A Parallel Distributed Model of the Psychological Disciplines and Professions
DOI:
https://doi.org/10.17159//2309-8708/1997/n22a2Abstract
Most psychologists in South Africa would admit that a non-reductive model of the relations between individual psychologists and the psychological professions (the individual interaction versus structure relationship - a central problem of sociology [see Giddens, 1984]) combined with a non-reductive model of the relations between the psychological sub-disciplines and professions would be something well worth having at a time of transformation and reconstruction. A search of the sociological and social psychological literatures will yield few promising candidates for such a model.
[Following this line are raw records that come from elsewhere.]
PR #209, opened 2022-03-13
Updated somalier and reference file

alexiswl:
## Updates

* Change somalier file for alignment qc workflow to rna file 
* Change reference data to fasta in root volume

* gds volumes umccr-refdata-dev and umccr-refdata-prod are no longer used for automated workflows

## TODO 
- [x] Compare md5sum of reference fasta files (items in umccr-refdata-x do NOT have an eTag)
  * Both md5sums are evaluated to `64b32de2fc934679c16e83a2bc072064`

### DIFF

One exception is the newly developed model of scientific disciplines as (to use Minsky's (1986) phrase literally) societies of minds, based upon the model of parallel distributed processing. (Minsky's phrase societies of minds is being used literally here because Minsky is actually referring to "agents• internal to the individual that carry out cognitive tasks rather than to individuals who exist in a real society.) Gigerenzer, a cognitive psychologist and an historian of psychology, has suggested that psychologists regularly make use of the "tools to theories heuristic" in which scientists tend to use their tools, which they have come to understand well, as metaphors for the subject they are trying to understand - in the case of psychologists, the mind (Gigerenzer & Murray, 1987).